PAZOLIANA − CAPÍTULO 14: MISSA ESTRANHA E UM NOVO PADRE

Postado por e arquivado em CANTINHO LITERÁRIO DO EITEL.

Tudo, aliás, é a ponta de um mistério, inclusive os fatos. Ou a ausência deles. Duvida? Quando nada acontece há um milagre que não estamos vendo”. Guimarães Rosa − 1908-1967)

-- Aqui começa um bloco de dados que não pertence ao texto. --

PR #1004, opened 2022-12-16
test/e2e: don't expect control-plane nodes to be labeled

marquiz:
Without this e2e tests may fail in clusters with control-plane-only
nodes.


marquiz:
Hmm, there's still something
/hold

marquiz:
/retitle test/e2e: don't expect control-plane nodes to be labeled

marquiz:
Re-scoped a bit. Needed a more comprehensive fix
@Ethyling PTAL

/unhold

marquiz:
Verified in latest kind and minikube clusters

PR #1018, opened 2022-12-23
Add common utility function for getting node name

marquiz:


fmuyassarov (commented):
Better organized!
/lgtm

Issue #928, opened 2022-10-20
topology-updater: NRT CRD resourses are not cleaned up, on node deletion(scale-in)


nmathew:
Node Resource Topology node specific CRD resources are not cleaned up on node deletion(scale-in).
I think this should be part of nfd worker/updater.

nmathew:
@fromanirh

fromanirh:
yes, this is a gap. Besides littering the cluster, there is any other impact?

nmathew:
No functional impact...

marquiz:
NFD-Master could have a garbage-collection loop to delete NRT objects for non-existing nodes
/help

PiotrProkop:
I have created PR to address this issue: https://github.com/kubernetes-sigs/node-feature-discovery/pull/1024

PR #1024, opened 2023-01-04
Add NRT garbage collector

PiotrProkop:
Fixes: https://github.com/kubernetes-sigs/node-feature-discovery/issues/928

I am still missing RBAC configuration. Also I am wondering whether this garbage collector should only be started when some flag is set to `true`. Let me know what you think.


pkg/nfd-master/nfd-nrt-gc.go
```diff
@@ -0,0 +1,131 @@
...
+		return err
+	}
+
+	for _, nrt := range nrts.Items {
+		node := &corev1.Node{
+			ObjectMeta: metav1.ObjectMeta{
+				Name: nrt.GetName(),
+			},
+		}
+		klog.V(2).Infof("adding node %s to inexer", node.GetName())
```
eero-t, line 97: inexer -> indexer

pkg/nfd-master/nfd-nrt-gc.go
```diff
@@ -0,0 +1,131 @@
...
+		return
+	}
+	klog.Infof("deleting NodeResourceTopology for node: %s", node.GetName())
+	if err := n.topoClient.TopologyV1alpha1().NodeResourceTopologies().Delete(context.TODO(), node.GetName(), metav1.DeleteOptions{}); err != nil {
+		if errors.IsNotFound(err) {
+			klog.V(2).Infof("NodeResourceTopology %s not found, ommiting deletion", object)
+			return
+		} else {
+			klog.ErrorS(err, "failed to delete NodeResourceTopology", "nodeName", node.GetName())
+			return
```
eero-t, line 79: Couldn't `NodeResourceTopology` disappear before this is called (e.g. due to some other cluster admin activity happening at the same time) / isn't this all async i.e. why this is an error instead of a warning?

fromanirh (commented):
Thanks for implementing this!
very initial pass, only shallow review.

Some open questions for discussion, I don't have strong opinions here yet

- should this be (yet another) separate tiny component or do we want to merge this on nfd-master?
- I concur the GC should be enabled only if a flag is given - note: if we move the GC to its own tiny server we get this for free
- and probably the resync loop interval as well should be tunable using an option
- we may want to add, perhaps in the future, a check if a NRT is orphaned, meaning there is no daemon (as in daemonset) for a given node. So even if we node is still here, we may want to delete that NRT (this may be governed by another option)

eero-t:
>     * I concur the GC should be enabled only if a flag is given - note: if we move the GC to its own tiny server we get this for free
>     * and probably the resync loop interval as well should be tunable using an option

Another option would be running GC only e.g. at NFD master startup & exit.
 
>     * we may want to add, perhaps in the future, a check if a NRT is orphaned, meaning there is no daemon (as in daemonset) for a given node. So even if we node is still here, we may want to delete that NRT (this may be governed by another option)

fromanirh:
> > ```
> > * I concur the GC should be enabled only if a flag is given - note: if we move the GC to its own tiny server we get this for free
> > * and probably the resync loop interval as well should be tunable using an option
> > ```
> 
> Another option would be running GC only e.g. at NFD master startup & exit.

Designwise I have no objections, but in practical terms AFAIU nfd-master is supposed to stay running for very long periods, possibly forever (bar bugs/upgrades), and in this case the actual GC will happen very seldomly.

fromanirh:
> Thanks for implementing this! very initial pass, only shallow review.
> 
> Some open questions for discussion, I don't have strong opinions here yet
> 
>     * should this be (yet another) separate tiny component or do we want to merge this on nfd-master?

Or, we can add this option to nfd-topology-updater, and add manifests to reuse this binary as GC. It can work like this:

1. we add code to handle GC, but instead of calling it into nfd-master, we call into nfd-topology-updater
2. by default, the GC code is disabled
3. nfd-topology-updater becomes EITHER updater (= like today) or does GC
4. we add new manifests to run nfd-topology-updater as GC agent

benefits:

1. all the NRT handling logic is neatly included into nfd-topology-updater, no spillover on nfd-master
2. very clear when GC is enabled: only if you run `nfd-topology-updater --gc-enabled --gc-period 5m`
3. very clear separation of concerns
4. no new images (but this is also true for nfd-master integration)

@PiotrProkop @marquiz WDYT?
**PLEASE NOTE** I don't really have anything against the current direction and use nfd-master, so I'm not against it. I feel the proposed approach is a little cleaner though.

pkg/nfd-master/nfd-nrt-gc.go
PiotrProkop: My bad, will change this to warning

pkg/nfd-master/nfd-nrt-gc.go
```diff
@@ -0,0 +1,131 @@
...
+limitations under the License.
+*/
+
+package nfdmaster
+
+import (
+	"time"
+
+	topologyclientset "github.com/k8stopologyawareschedwg/noderesourcetopology-api/pkg/generated/clientset/versioned"
+	"golang.org/x/net/context"
```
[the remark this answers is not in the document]
PiotrProkop: hmm my `GoImports` did something weird here. Chaning to stdlib context now.

pkg/nfd-master/nfd-nrt-gc_test.go
```diff
@@ -0,0 +1,174 @@
...
+
+package nfdmaster
+
+import (
+	"testing"
+	"time"
+
+	nrtapi "github.com/k8stopologyawareschedwg/noderesourcetopology-api/pkg/apis/topology/v1alpha1"
+	faketopologyv1alpha1 "github.com/k8stopologyawareschedwg/noderesourcetopology-api/pkg/generated/clientset/versioned/fake"
+	"golang.org/x/net/context"
```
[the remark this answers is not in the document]
PiotrProkop: same as above changing

eero-t:
I'm also in favor of moving this to `nfd-topology-updater`.

> > Another option would be running GC only e.g. at NFD master startup & exit.
> 
> Designwise I have no objections, but in practical terms AFAIU nfd-master is supposed to stay running for very long periods, possibly forever (bar bugs/upgrades), and in this case the actual GC will happen very seldomly.

One more option would have been doing GC only when notified, but to my amazement, k8s still does not have an API for that, despite 6 years of discussions:
* https://github.com/kubernetes/kubernetes/issues/24957
* https://github.com/kubernetes/enhancements/issues/1977
* https://github.com/kubernetes/enhancements/pull/1995

PiotrProkop:
Ok, I'll move `nrtGC` to `nfd-topology-updater`, it can be enabled when started with:
```
$ nfd-topology-updater --gc-enabled
```
I think we should also expose the informer's `defaultResync` period but I can' think of a good name for it `gc-period` will be misleading, because removing old NRTs happens on startup and then `nrtGC` is listening for `Node` deletion events and removes corresponding NRT object.

pkg/nfd-master/nfd-nrt-gc.go
```diff
@@ -0,0 +1,131 @@
...
+
+	node, ok := obj.(*corev1.Node)
+	if !ok {
+		klog.Errorf("cannot convert %v to v1.Node", object)
+		return
+	}
+	klog.Infof("deleting NodeResourceTopology for node: %s", node.GetName())
+	if err := n.topoClient.TopologyV1alpha1().NodeResourceTopologies().Delete(context.TODO(), node.GetName(), metav1.DeleteOptions{}); err != nil {
+		if errors.IsNotFound(err) {
+			klog.V(2).Infof("NodeResourceTopology %s not found, omitting deletion", object)
```
marquiz, line 75: I suggest to not print the whole node object, just the node name should be enough. I also suggest to change the wording slightly.

```suggestion
			klog.V(2).Infof("NodeResourceTopology for node %q not found", object.Name)
```

pkg/nfd-master/nfd-nrt-gc.go
```diff
@@ -0,0 +1,131 @@
...
+		klog.V(2).Infof("found stale NodeResourceTopology for node: %s ", object)
+		obj = deletedFinalStateUnknown.Obj
+	}
+
+	node, ok := obj.(*corev1.Node)
+	if !ok {
+		klog.Errorf("cannot convert %v to v1.Node", object)
+		return
+	}
+	klog.Infof("deleting NodeResourceTopology for node: %s", node.GetName())
```
marquiz, line 72: I think we should not print this unless we're really deleting an object. In most setups topology-updater is not even enabled and these log messages are probably confusing as no NRT objects have ever been created for the cluster.

I suggest to fix this either by:
1. Print the info message only after an object was really deleted
1. First try to `Get` the NRT object and if it exists, then print a message that we're about to delete it

pkg/nfd-master/nfd-nrt-gc.go
marquiz: But isn't that race (i.e. `NodeResourceTopology` disappearing by some parallel process) caught by the `if errors.IsNotFound(err)` above? So logging an error would make sense(?)

marquiz (commented):
Thanks @PiotrProkop for PR number 2^10 😄 I left some code comments. Thanks also @fromanirh and @eero-t for the reviews
/ok-to-test

About @fromanirh's suggestionm

> Or, we can add this option to nfd-topology-updater, and add manifests to reuse this binary as GC. It can work like this:
> 1. we add code to handle GC, but instead of calling it into nfd-master, we call into nfd-topology-updater
> 1. by default, the GC code is disabled
> 1. nfd-topology-updater becomes EITHER updater (= like today) or does GC
> 1. we add new manifests to run nfd-topology-updater as GC agent

> benefits:
> 1. all the NRT handling logic is neatly included into nfd-topology-updater, no spillover on nfd-master
> 1. very clear when GC is enabled: only if you run nfd-topology-updater --gc-enabled --gc-period 5m
> 1. very clear separation of concerns
> 1. no new images (but this is also true for nfd-master integration)

I kinda like this idea 👍 For the reasons (benefits) you mentioned. I think the nrt-gc could live in nfd-master but your suggestion would make it cleaner and also simpler/more understandable to deploy e.g. if one wants to deploy only topology-updater, without the nfd labeler at all.

Then there's the question whether it should be a separate tiny binary (as @fromanirh suggested in some other comment above) or bolt this into the current topology-updater binary under some separate cmdline flag. I don't have strong opinion about that but maybe a separate super simple binary would be cleaner. Any though? We need separate deployment files (deployment yamls, rbac rules etc) anyway in either case.

pkg/nfd-master/nfd-nrt-gc.go
PiotrProkop: fixed

pkg/nfd-master/nfd-nrt-gc.go
PiotrProkop: reworded

PiotrProkop:
@marquiz Thanks for the review! For now I have move this GC to `nfd-topology-updater` and have it enabled via `gc-enabled` flag(I have also added proper yaml manifest to deploy it). I can move it to seperate binary if necessary. 
I have also added triggering `gc` based on `gc-period` flag. In my testing on kind cluster when I removed node by just simply running:
```
$ kubect delete node worker`
```
`topology-updater` was still alive for some period of time and recreated NRT custom resources, so this periodic trigger should mitigate this in real clusters 😄

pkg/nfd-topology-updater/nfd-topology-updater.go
PR #1028, opened 2023-01-11
e2e: init docker image

Tal-or:
The docker image that used during e2e test
composed of repo and tag flags that are
passed to the test itself.

The problem is that the docker image initialized
before the flags are parsed. Hence, it will always contains the default flags value.
Initialize the flag in later stage, fixing the issue.

Also, moving the global variables to `e2e_test.go` since it commonly used by all tests.

### DIFF
--- a/test/e2e/e2e_test.go
+++ b/test/e2e/e2e_test.go
@@ -18,6 +18,7 @@ package e2e
 
 import (
 	"flag"
+	"fmt"
 	"math/rand"
 	"os"
 	"testing"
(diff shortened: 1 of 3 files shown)


Tal-or:
@marquiz I would also append the `test` suffix for the test files:
`
node_feature_discovery_test.go
`
`
topology_updater_test.go
`
so the global variables would be recognized in modern IDE's such as Goland.

test/e2e/e2e_test.go
```diff
@@ -37,9 +44,15 @@ func handleFlags() {
 	flag.Parse()
 }
 
+// must be called after flags are parsed
+func initDockerImage() {
+	dockerImage = fmt.Sprintf("%s:%s", *dockerRepo, *dockerTag)
+}
```
marquiz, line 50: Maybe we should just make `dockerImage` a function, would drop the kinda useless variable. WDYT?

```suggestion
// must be called after flags are parsed
func dockerImage() string {
	return fmt.Sprintf("%s:%s", *dockerRepo, *dockerTag)
}
```

marquiz (commented):
Uh-oh, thanks @Tal-or for catching this one. I had just one suggestion to drop the "caching" variable for good

ping @fmuyassarov

marquiz:
> I would also append the test suffix for the test files:
node_feature_discovery_test.go
topology_updater_test.go
so the global variables would be recognized in modern IDE's such as Goland.

Sure, go ahead, I don't have anything against that. But probably in a separate PR (?)

test/e2e/e2e_test.go
Tal-or: Sure. let me just fix all the reference in the code

Tal-or:
> > I would also append the test suffix for the test files:
> > node_feature_discovery_test.go
> > topology_updater_test.go
> > so the global variables would be recognized in modern IDE's such as Goland.
> 
> Sure, go ahead, I don't have anything against that. But probably in a separate PR (?)

Done https://github.com/kubernetes-sigs/node-feature-discovery/pull/1029

fmuyassarov (commented):
/ok-to-test
/lgtm
Thanks for the fix.

marquiz:
Ach, needs rebase 🙃 Otherwise LGTM

Tal-or:
> Ach, needs rebase upside_down_face Otherwise LGTM

Done

marquiz (approved):
Thx @Tal-or!
/lgtm

PR #1039, opened 2023-01-17
[release-0.12] e2e: init docker image

marquiz:
The docker image that used during e2e test
composed of repo and tag flags that are
passed to the test itself.

The problem is that the docker image initialized
before the flags are parsed. Hence, it will always contains the default flags value.
Moving the variable into a separate function, fixing the issue.

Also, moving the global variables to `e2e_test.go` since it commonly used by all tests.

### DIFF
--- a/test/e2e/e2e_test.go
+++ b/test/e2e/e2e_test.go
@@ -18,6 +18,7 @@ package e2e
 
 import (
 	"flag"
+	"fmt"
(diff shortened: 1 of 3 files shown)


marquiz:
Manually backported from #1028

fmuyassarov (commented):
/lgtm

Enquanto os Deuses trabalhavam duro na revisão geral de sua frota estelar, os terráqueos continuavam se considerando os suprassumos da inteligência universal com a criação de veículos espaciais cada vez mais sofisticados. Para eles, humanos, pois para Sued & Cia aquilo tudo não passava de carroças. A luta ensandecida entre russos e americanos pelo poderio das alturas cada vez mais longínquas os levaram às estações espaciais. A URSS havia lançada a primeira, Salyut, em 19 de abril de 1971, seguidas de outras, como o projeto Almaz. Em 14 de maio de 1973 os americanos lançaram a sua primeira, Skaylab. Alguns acidentes ocorreram com as estações russas, assim como aconteceu com a americana. Quanto a esta, ficou dependurada lá no espaço durante pouco mais de seis anos. Em julho daquele ano de 1979, os simplórios habitantes de Vila do Córrego Dobrado receberam notícias de que a Skaylab estava para cair sobre as cabeças dos terráqueos, e que os habitantes da pequena localidade se prevenissem. Teve gente que só saiu de casa depois que caiu a geringonça.  Não demorou muito e Zé Limão danou a falar que era coisa de gente do espaço e que Arnaldo devia estar envolvido com isso. Óbvio, ninguém levou a sério. O negócio é que a Skaylab caiu sem maiores danos e a vida seguiu.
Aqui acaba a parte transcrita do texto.